El primero alzó la mirada a su compañero, una mirada de ojos pálidos, y asintió, dando la vuelta a su caballo y lanzándose al galope. Su compañero se quedó un segundo más, observando cómo las llamas devoraban a lo lejos aquella taberna, hasta los cimientos. El tejado se desmoronaría en unos minutos y con suerte solo hallarían cuerpos calcinados en el interior. Su mano se alzó casi instintivamente a su pecho, donde el jubón negro había sido remendado y una cicatriz de hilo cruzaba el pecho.

—Ata los caballos al carro, harás el primer viaje ahora.

—¿A esta hora de la noche? —Pregunta un cochero que estaba sentado al lado del fuego, cortando un trozo de queso con la navaja. Varios de los mozos de cuadra estaban alrededor, entrando y saliendo de las cocinas, hablando con las cocineras o robando mendrugos de pan untados en vino. El cochero alza la mirada con expresión de ofensa, y al recaer en la gravedad del soldado, no puede sino asentir.
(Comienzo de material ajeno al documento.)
PR #878, opened 2024-03-27
Layout change and other style updates 

kiwansim:
- moves Building Updates card to right column
- update style of LOC Get Repairs callout 
- adds "View Data Over Time" link to the bottom of the Building Stats Table for better visual grouping 
- moves Google Map static image to bottom of the right column and hides in mobile view

[sc-13947]


client/src/components/Icons.tsx
```diff
@@ -204,3 +204,12 @@ export const ArrowIcon = (props: ArrowIconProps) => {
     </span>
   );
 };
+
+export const AddIcon = (props: SVGProps<SVGSVGElement>) => (
```
kiwansim, line 208: not happy to be adding this here but didn't wanna do it via component library at this moment

client/src/styles/Card.scss
```diff
@@ -0,0 +1,63 @@
+@import "_vars.scss";
```
kiwansim, line 1: my attempt to generalize the card component

client/src/styles/DetailView.scss
```diff
@@ -314,12 +286,6 @@
       }
     }
 
-    .card-body-links {
```
kiwansim, line 317: don't know what this was really doing, but needed to get rid of it for proper padding between cards in mobile

client/src/styles/DetailView.scss
```diff
@@ -213,23 +196,12 @@
 
     @include datatable();
 
-    .card-body-table-prompt {
-      @include for-phone-only() {
-        display: none;
-      }
-    }
-
-    .card-body-timeline-link,
```
kiwansim, line 222: `card-body-timeline-link` doesn't exist as a class anymore

client/src/components/GetRepairs.tsx
```diff
@@ -0,0 +1,56 @@
...
+              <div className="table-small-font">
+                <label className="card-label-container">
+                  <Trans>Need repairs in this building?</Trans>
+                </label>
+                <div className="table-content">
+                  <Trans render="div" className="card-description">
+                    Send a free, legally vetted letter to notify your landlord of repair issues
+                  </Trans>
+
+                  <JFCLLink
```
kiwansim, line 30: janky but does the job for now. let me know if you have a different idea for a pattern to follow?

client/src/components/BuildingStatsTable.tsx
```diff
@@ -208,8 +225,11 @@ const BuildingStatsTableWithoutI18n = (props: { addr: AddressRecord }) => (
         <EvictionFilings />
         <EvictionsExecuted />
       </div>
+      <div className="table-row timeline-link">
+        <TimelineLink url={props.timelineUrl} />
```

—Ya han cargado el equipaje en el carro, antes de las doce estarás de vuelta si sales ahora.

—No entiendo la prisa de la reina de llevar sus cosas al palacio de verano. ¿Qué va a hacer ahí?

—Dicen que va a pasar las fiestas de navidad allí con el rey.

—Ya pueden llenar el palacio de estufas, porque en invierno debe ser peor que el último de los infiernos.

—El médico ya le ha dicho que puede quedarse nuevamente en cinta, supongo que aprovecharán las fiestas para alejarse de la capital.

—Y de la madre, Dios sabe que es una entrometida. —Murmuró el cochero, mientras se limpiaba las migas de la barba y de la pechera del traje.

—Anda, date prisa. Solo tienes que enganchar los caballos. Los arcones ya están listos en el carro.

—Bien, habrá allí alguien que los descargue, ¿No? Tengo la espalda destrozada… —Como respuesta recibe un golpe en el lumbago, con la vaina de la espada del soldado.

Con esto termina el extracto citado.